The fate of MTN is now in the hands of Nigerian President Muhammadu Buhari as he now must decide the course of action to follow after MTN pleaded for leniency over a massive fine threatening to cripple the cellphone giant.
MTN’s run-in with the Nigerian authorities emerged last month, sending the stock tumbling and raising doubts about the company’ s outlook after the Nigerian Communications Commission (NCC) slapped it with a $5.2 billion (R73bn) fine for the failure to disconnect 5.2 million unregistered users.
“The (communications) minister (Adebayo Shittu) said in Lagos that it will be up to the president to determine which direction to go since MTN asked for leniency,” ministry spokesman Tajudeen Kareem was quoted by Reuters as saying yesterday.
MTN spokesman Chris Maroleng said the company had no update to make on the fine.
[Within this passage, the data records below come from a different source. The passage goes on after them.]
PR #2947, opened 2018-01-10
Codecov: Avoid "Missing base report"

hugovk:
This is an attempt to avoid "Missing base report" due to committing CHANGES.rst with "[CI skip]".

For example, PR https://github.com/python-pillow/Pillow/pull/2946 points to https://codecov.io/gh/python-pillow/Pillow/compare/4bde7258d4eddb221ce905b89d6a57c61fc89fa1...8f88d6b60acb68ecf526a3e9d5ec178a75d702ec:

image

---

Also, the file can be called codecov.yml or .codecov.yml, so let's hide it away with the other dotfiles.

https://docs.codecov.io/docs/codecov-yaml#section-can-i-name-the-file-codecov-yml-

PR #2948, opened 2018-01-10
Codecov: Avoid "Missing base report"

hugovk:
Same as https://github.com/python-pillow/Pillow/pull/2947 but without the magic word.


hugovk:
(I only clicked merge on #2947 but GitHub recognised they both have the same commit hash so marked this as merged too.)

PR #2952, opened 2018-01-12
Added __main__ check to mp_compile.py

radarhere:
I just feel like this is good practice.

### DIFF
--- a/mp_compile.py
+++ b/mp_compile.py
@@ -77,4 +77,5 @@ def install():
               "%s processes" % MAX_PROCS)
 
 
-install()
+if __name__ == "__main__":
+    install()


hugovk:
I think the whole point of mp_compile.py is to be run on import, and not from the command-line.

It's used here:

https://github.com/python-pillow/Pillow/blob/e92e730597204adbc104ad165d40a37d6187febd/setup.py#L24-L26

mp_compile.py
```diff
@@ -77,4 +77,5 @@ def install():
               "%s processes" % MAX_PROCS)
 
 
-install()
+if __name__ == "__main__":
+    install()
```
wiredfool: The whole point of this module is that it monkeypatches the installer when it's imported. It can't run as a separate script, so the main clause isn't appropriate.

radarhere:
Okay, thanks.

PR #2961, opened 2018-01-17
Changed assert statements to unittest calls

radarhere:


Tests/helper.py
```diff
@@ -210,7 +210,7 @@ def skipKnownBadTest(self, msg=None, platform=None,
             self.skipTest(msg or "Known Bad Test")
 
     def tempfile(self, template):
-        assert template[:5] in ("temp.", "temp_")
+        self.assertIn(template[:5], ("temp.", "temp_"))
```
wiredfool: I'm not sure about this one, it's more of an immediate test coding error, not something that should cause a test suite failure.

wiredfool: Though, I'm struggling to determine why that's actually the case. It's not like we actually care about it anymore.

radarhere: Okay, I've removed it from the commit.

PR #2978, opened 2018-01-25
Rename appveyor.yml as .appveyor.yml

hugovk:
Let's group it with the other dotfiles for consistency and less clutter.

> AppVeyor supports dot-file-style YAML named `.appveyor.yml` as is. 

https://www.appveyor.com/docs/build-configuration/#yaml-file-alternative-naming


radarhere:
You will also want to change https://github.com/python-pillow/Pillow/blob/master/MANIFEST.in#L27

hugovk:
Thanks, updated.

“MTN is still engaged with the authorities in Nigeria regarding the fine,” he added. Maroleng said that MTN noted reports that President Buhari would decide “in which direction to go” with a $5.2 billion fine but the group had no comment to make on the reports.
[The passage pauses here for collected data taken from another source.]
PR #2979, opened 2018-01-25
Remove redundant travis_after_all stuff

hugovk:
The stuff done in https://github.com/python-pillow/Pillow/pull/1067 to trigger a python-pillow/pillow-wheels build after a successful python-pillow/Pillow (non-PR, master) build hasn't been working for quite some time.

Let's just remove it.

* [x] I will also delete the old, unused branch named "[latest](https://github.com/python-pillow/pillow-wheels/tree/latest)" from pillow-wheels.

Instead, I propose we enable a [cron job](https://docs.travis-ci.com/user/cron-jobs/) on pillow-wheels.

How about daily, but not if there's been a build in the last 24h?

image

image

### DIFF
--- a/.travis.yml
+++ b/.travis.yml
@@ -61,29 +61,3 @@ script:
 
 after_success:
   - .travis/after_success.sh
-
-after_failure:
-  - |
-      if [ "$TRAVIS_REPO_SLUG" = "python-pillow/Pillow" ] && [ "$TRAVIS_BRANCH" = "master" ] && [ "$TRAVIS_PULL_REQUEST" = "false" ]; then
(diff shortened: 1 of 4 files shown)


hugovk:
Cron job enabled as suggested.

image

https://travis-ci.org/python-pillow/pillow-wheels/settings

hugovk:
Switched the cron from daily to weekly. Daily is a bit much, and ~12 runs between releases should be enough to catch something.

wiredfool:
I'm not sure this is doing anything, because it appears that it's attempting to build the same commit each time.

hugovk:
That's what https://github.com/python-pillow/Pillow/pull/2979 was doing: restarting the latest commit on a branch.

PR #2980, opened 2018-01-25
WIP Allow new-style buffer interfaces to be read/write

### LINKED ISSUE #2973: frombuffer constructed images are disconnected from the original data
### What did you do?

I wanted to use PIL to render into an externally allocated buffer without any memcpy, and thought that the `frombuffer` constructor would allow me to do that.

To test this I first created a np.array and then an image with the `Image.frombuffer()` and expected the reference to the data to be bidirectional (the documentation isn't clear on that). I.e. I expected that I can change a numpy array by creating an image based on it's data and then using paint operators. 

This did not work though. Is this a bug or a feature? Is there any particular reason why this isn't supported?

See below for a code example.

I expected the assert in the code below to succeed. I.e. that the `draw.rectangle()` call would change the data in the `data` variable.

### What actually happened?

The assert failed.

4.3.0

```python
from PIL import Image
from PIL import ImageDraw
import numpy as np

width,height=1,8
data = np.array([ord('A')]*(width*height),dtype=np.uint8)            #  An 1x8 chunk composed of 'A'

img = Image.frombuffer('L',(width,height),
                       data,'raw','L',0,1)
assert(img.getpixel((0,0)) == ord('A'))     # Assert that the data to
                                            # img conversion works
draw = ImageDraw.Draw(img)
draw.rectangle((0,0,width,height),ord('B')) # Draw B's in the entire image
assert(img.getpixel((0,0)) == ord('B'))     # Assert that the drawing worked
print 'data=',data
assert(data[0] == ord('B'))                 # Assert that the underlying
                                            # data was changed
```

wiredfool:
Fixes #2973.

 * Allow buffers to be read/write for at least the array interface, and possibly some mmapd files in the future. This opens up bidirectional communication with numpy arrays through shared memory. 
 
I believe that the reason that it wasn't read/write was probably historical and tied to the old buffer interface, as mmap and the new style buffer interface don't play nicely on 2.7. As I'm not sure of the reason that it's this way, I'm a little cautious of opening this up without reasonably serious checking. 

(also, tests, docs, etc)


vodp:
When this pull request will be merged? My graphics program is heavily affected by memcpy and this feature is the issue killer!

radarhere:
Looking at the code here, #8330 has added a slight variation on this.

PR #2892, opened 2017-12-16
Trim trailing whitespace from all source files throughout project

jdufresne:
Many editors trim whitespace by default. When newcomers are submitting patches, it is often undesirable to see inadvertent whitespace changes in the diff as it is distracting and unrelated. To make contributing easier, clean up all whitespace in one go across the project. Will allow for cleaner diffs in the future. Contributors will not need to worry about automatic yet inadvertent whitespace changes.

PR #2985, opened 2018-01-27
Trim trailing whitespace

Metallicow:
Evict foul whitespace demons.

### DIFF
--- a/Tests/helper.py
+++ b/Tests/helper.py
@@ -16,7 +16,7 @@ logger = logging.getLogger(__name__)
 HAS_UPLOADER = False
 
 if os.environ.get('SHOW_ERRORS', None):
-    # local img.show for errors. 
+    # local img.show for errors.
     HAS_UPLOADER=True
     class test_image_results:
         @classmethod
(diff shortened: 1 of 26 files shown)


hugovk:
This was going to be done in https://github.com/python-pillow/Pillow/pull/2892, but doesn't look like it happened, so merging this.

Metallicow:
@hugovk Im not sure about this,... but is there a way you can set up a repo to do this automatically or maybe even a bot(probably would cause more noise than helpful)?

I ask because usually when I start to tinker with code, I always seem to have to do a repo trimming first to reduce noise in my actual commits because my editor is set up to trim. If only everyone trimed automatically would solve this issue.. but alas not all editors are equal and some may just be making a one-off commit or are new to programming and not realize it.

hugovk:
It's probably possible with a pre-commit hook or something, but I doubt it's worth the effort for open-source projects.

If anyone happens to have [EditorConfig](http://editorconfig.org/) enabled, we have an [.editorconfig](https://github.com/python-pillow/Pillow/blob/master/.editorconfig) file with `trim_trailing_whitespace = true`.

PR #2998, opened 2018-02-06
Simplify version checks

hugovk:
* Named version attributes are available from Python 2.7+.

* Because 3.4 is our minimum supported 3.x, we can simplify these:
  * `sys.version_info >= (3, 4, 0)`
  * `sys.version_info >= (3, 3)`
* Into:
  * `sys.version_info.major >= 3`


radarhere:
There is also https://github.com/python-pillow/Pillow/blob/master/Tests/helper.py#L268

PR #2999, opened 2018-02-09
Corrected winbuild documentation

radarhere:
Changed `docs/build.rst` to `winbuild/build.rst`, to better point towards https://github.com/python-pillow/Pillow/blob/master/winbuild/build.rst

### DIFF
--- a/winbuild/README.md
+++ b/winbuild/README.md
@@ -1,7 +1,7 @@
 Quick README
 ------------
 
-For more extensive info, see the Windows build instructions `winbuild/build.rst`.
+For more extensive info, see the [Windows build instructions](build.rst).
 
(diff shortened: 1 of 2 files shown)


hugovk:
Rather than code formatting, how about adding a hyperlink to winbuild/build.rst?

hugovk:
Also, whilst we're at it, there's a broken link at https://github.com/python-pillow/Pillow/blob/master/winbuild/build.rst:

> For most people, the :doc:`installation instructions <installation>` should be sufficient

radarhere:
Thanks. Done and done.

hugovk:
Thanks. Relative links would be nice, but I don't think it matters too much.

Even so, the suggestion that Buhari might now determine the way forward may confirm what analysts had long feared – turning the matter into a political and a diplomatic issue.
Analysts had said, in any event, this would be inevitable.
On November 9, Phuthuma Nhleko, MTN’s chairman who has now been roped in as caretaker chief executive, told Business Report that the company hoped for a speedy resolution to the matter, saying talks could take “two weeks or whatever”.
But as of yesterday, there remained no word about what sort of progress Nhleko had made, if any, in his bid to have the fine reduced.
The only concession so far from the Nigerians was the rescinding of the November 16 deadline that the NCC had put in place for MTN to pay up. Both parties agreed to have the deadline fall away while their discussions over the fine continued.
The Nigerian fine is the biggest crisis ever to hit MTN in its 21-year history. It caps an ambitious strategy to capitalise on rising demand for mobile services by aggressively expanding into the rest of Africa.
MTN now makes more money outside South Africa, where it was founded and still has its roots.
Nigeria is MTN’s biggest and most lucrative market on the African continent.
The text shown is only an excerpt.